Task goal:
Go over the records and copy every line with the string "instructions".

Start of Block

Issue #533, opened 2024-11-02
Switch to `InsnKind` in the program table


naure:
Idea extracted from discussions with @matthiasgoergens ([thread](https://github.com/scroll-tech/ceno/pull/519#discussion_r1826041801)).

All circuits support a single constant opcode/funct3/funct7, so they can be merged into a single constant with `enum InsnKind`.

This saves 1 fixed column, 1 fixed record field, and cleans up a bit.

Note: One day we might merge some opcode circuits together or split circuits for special cases, to improve the verifier or prover cost respectively. But that will probably not match the original opcode/etc classification. So there’s no drawback in removing it.

- [x] Double-check that `opcode/funct3/funct7` are constants in all circuits.
- [x] Change the layout of the program table.
- [x] Change the calls to `circuit_builder.lk_fetch`.
- [x] Remove `func7` from `imm_internal`.

PR #538, opened 2024-11-02
Switch to `InsnKind` in the program table

naure:
_Matthias:_

Risc-V instruction are encoded in multiple different 'types'.  These types have various fields.  One particularly common field is `opcode`, which typically (but not always) occupies the 7 least significant bits.

As the name suggests, opcode helps code _which_ operation is intended.  I say 'helps' because some operations share the same opcode.

Our code before this PR assumed that bits `12..=14` in the instruction word are exactly enough extra information to determine the operation.  (Confusingly enough, our code follows Risc0 convention, and calls that range of bits `funct3`.  Only some operations have a field named `funct3` in the spec, and not all of them have it in the same place.)  That assumption is wrong, and our circuits are unsound.  Specifically, the distinction between 'signed' (ie 'arithmetic') and 'unsigned' (ie 'logical') immediate right shifts is encoded in bit 30, as laid out in section 2.4.1 of the [spec](https://github.com/riscv/riscv-isa-manual/releases/download/20240411/unpriv-isa-asciidoc.pdf).

We could introduce a new column called 'bit 30' in the program table to fix the symptom.  But instead of such a piecemeal approach, we attack the underlying problem: we switch the program table to record `InsnKind`.  `InsnKind` directly reports the kind of instruction we are dealing with.  We already have that information available in the decoder, and just re-use it here.

Fixes https://github.com/scroll-tech/ceno/issues/539 and https://github.com/scroll-tech/ceno/issues/533

### DIFF
--- a/ceno_emul/src/rv32im_encode.rs
+++ b/ceno_emul/src/rv32im_encode.rs
@@ -49,7 +49,8 @@ const fn encode_i(kind: InsnKind, rs1: u32, rd: u32, imm: u32) -> u32 {
     let rd = rd & MASK_5_BITS;
     let func3 = kind.codes().func3;
     let opcode = kind.codes().opcode;
-    let imm = imm & MASK_12_BITS;
+    let shift_func = (matches!(kind, InsnKind::SRAI) as u32) << 10; // SRAI kind is encoded in imm.
+    let imm = imm & MASK_12_BITS | shift_func;
     imm << 20 | rs1 << 15 | func3 << 12 | rd << 7 | opcode
 }
 
--- a/ceno_emul/src/rv32im_encode.rs
+++ b/ceno_emul/src/rv32im_encode.rs
@@ -49,8 +49,9 @@ const fn encode_i(kind: InsnKind, rs1: u32, rd: u32, imm: u32) -> u32 {
     let rd = rd & MASK_5_BITS;
     let func3 = kind.codes().func3;
     let opcode = kind.codes().opcode;
-    let shift_func = (matches!(kind, InsnKind::SRAI) as u32) << 10; // SRAI kind is encoded in imm.
-    let imm = imm & MASK_12_BITS | shift_func;
+    // SRLI/SRAI use a specialization of the I-type format with the shift type in imm[10].
+    let is_arithmetic_right_shift = (matches!(kind, InsnKind::SRAI) as u32) << 10;
+    let imm = imm & MASK_12_BITS | is_arithmetic_right_shift;
     imm << 20 | rs1 << 15 | func3 << 12 | rd << 7 | opcode
 }
 
--- a/ceno_zkvm/src/instructions/riscv/ecall_insn.rs
+++ b/ceno_zkvm/src/instructions/riscv/ecall_insn.rs
@@ -39,9 +39,8 @@ impl EcallInstructionConfig {
 
         cb.lk_fetch(&InsnRecord::new(
             pc.expr(),
-            (EANY.codes().opcode as usize).into(),
+            EANY.into(),
             None,
-            (EANY.codes().func3 as usize).into(),
             0.into(),
             0.into(),
             0.into(), // imm = 0
--- a/ceno_emul/src/rv32im.rs
+++ b/ceno_emul/src/rv32im.rs
@@ -197,9 +197,9 @@ pub struct InsnCodes {
     pub format: InsnFormat,
     pub kind: InsnKind,
     category: InsnCategory,
-    pub opcode: u32,
-    pub func3: u32,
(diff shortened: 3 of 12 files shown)


ceno_emul/src/rv32im_encode.rs
```diff
@@ -49,7 +49,8 @@ const fn encode_i(kind: InsnKind, rs1: u32, rd: u32, imm: u32) -> u32 {
     let rd = rd & MASK_5_BITS;
     let func3 = kind.codes().func3;
     let opcode = kind.codes().opcode;
-    let imm = imm & MASK_12_BITS;
+    let shift_func = (matches!(kind, InsnKind::SRAI) as u32) << 10; // SRAI kind is encoded in imm.
```
hero78119, line 52: Could we elaborate more on this operation? It looks to me like an special encoding outside of riscv spec

hero78119 (approved):
Change looks pretty neat to me! Just left a question on of `encode_i` handling

KimiWu123 (approved):

hero78119:
Btw, as https://github.com/scroll-tech/ceno/issues/539 point out the bug.
But the fixed in PR is not that obvious, could you explain a bit on PR description :)
Thanks!

ceno_emul/src/rv32im_encode.rs
matthiasgoergens: Adding a comment might be useful, but as far as I can tell, it's pretty much in line with the spec.

See section 2.4.1 of the [spec](https://github.com/riscv/riscv-isa-manual/releases/download/20240411/unpriv-isa-asciidoc.pdf).

ceno_zkvm/src/instructions/riscv/ecall_insn.rs
```diff
@@ -39,9 +39,8 @@ impl EcallInstructionConfig {
 
         cb.lk_fetch(&InsnRecord::new(
             pc.expr(),
-            (EANY.codes().opcode as usize).into(),
```
matthiasgoergens, line 42: `EANY` should disappear as a kind, and be replaced with `ECALL` and `EBREAK`.

`EANY` ain't even an instruction that appears in Risc-V.  It's just an artefact of Risc0's design decisions.

(But we can do that in a subsequent PR.)

matthiasgoergens (approved):
Thanks!

matthiasgoergens:
> But the fixed in PR is not that obvious, could you explain a bit on PR description :)

Good call!  Please check out the shiny new PR description I wrote. @hero78119 

Feel free to either complain about why wording here (and I'll do something about it) or just directly fix it yourself.

ceno_emul/src/rv32im_encode.rs
hero78119: I see, thanks for the reference

Then it might make thing clear
```diff
diff --git a/ceno_emul/src/rv32im_encode.rs b/ceno_emul/src/rv32im_encode.rs
index 03128c27..61eed9fe 100644
--- a/ceno_emul/src/rv32im_encode.rs
+++ b/ceno_emul/src/rv32im_encode.rs
@@ -49,8 +49,8 @@ const fn encode_i(kind: InsnKind, rs1: u32, rd: u32, imm: u32) -> u32 {
     let rd = rd & MASK_5_BITS;
     let func3 = kind.codes().func3;
     let opcode = kind.codes().opcode;
-    let shift_func = (matches!(kind, InsnKind::SRAI) as u32) << 10; // SRAI kind is encoded in imm.
-    let imm = imm & MASK_12_BITS | shift_func;
+    let is_arithmetic_right_shift = (matches!(kind, InsnKind::SRAI) as u32) << 10; // SRLI/SRAI kind is encoded in imm[10].
+    let imm = imm & MASK_12_BITS | is_arithmetic_right_shift;
     imm << 20 | rs1 << 15 | func3 << 12 | rd << 7 | opcode
 }
```

matthiasgoergens: The rename looks good to me.  One cosmetic suggestion: put `// SRLI/SRAI kind is encoded in imm[10].` before the line, not behind it.

naure:
@hero78119 The bug is fixed because now the encoding of the program table (`kind`) matches exactly what the circuits do (implement one kind).

ceno_emul/src/rv32im_encode.rs
naure: done

ceno_zkvm/src/instructions/riscv/ecall_insn.rs
naure: That makes sense.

End of Block

Solution to the problem:
--- a/ceno_zkvm/src/instructions/riscv/ecall_insn.rs
+++ b/ceno_zkvm/src/instructions/riscv/ecall_insn.rs
ceno_zkvm/src/instructions/riscv/ecall_insn.rs
ceno_zkvm/src/instructions/riscv/ecall_insn.rs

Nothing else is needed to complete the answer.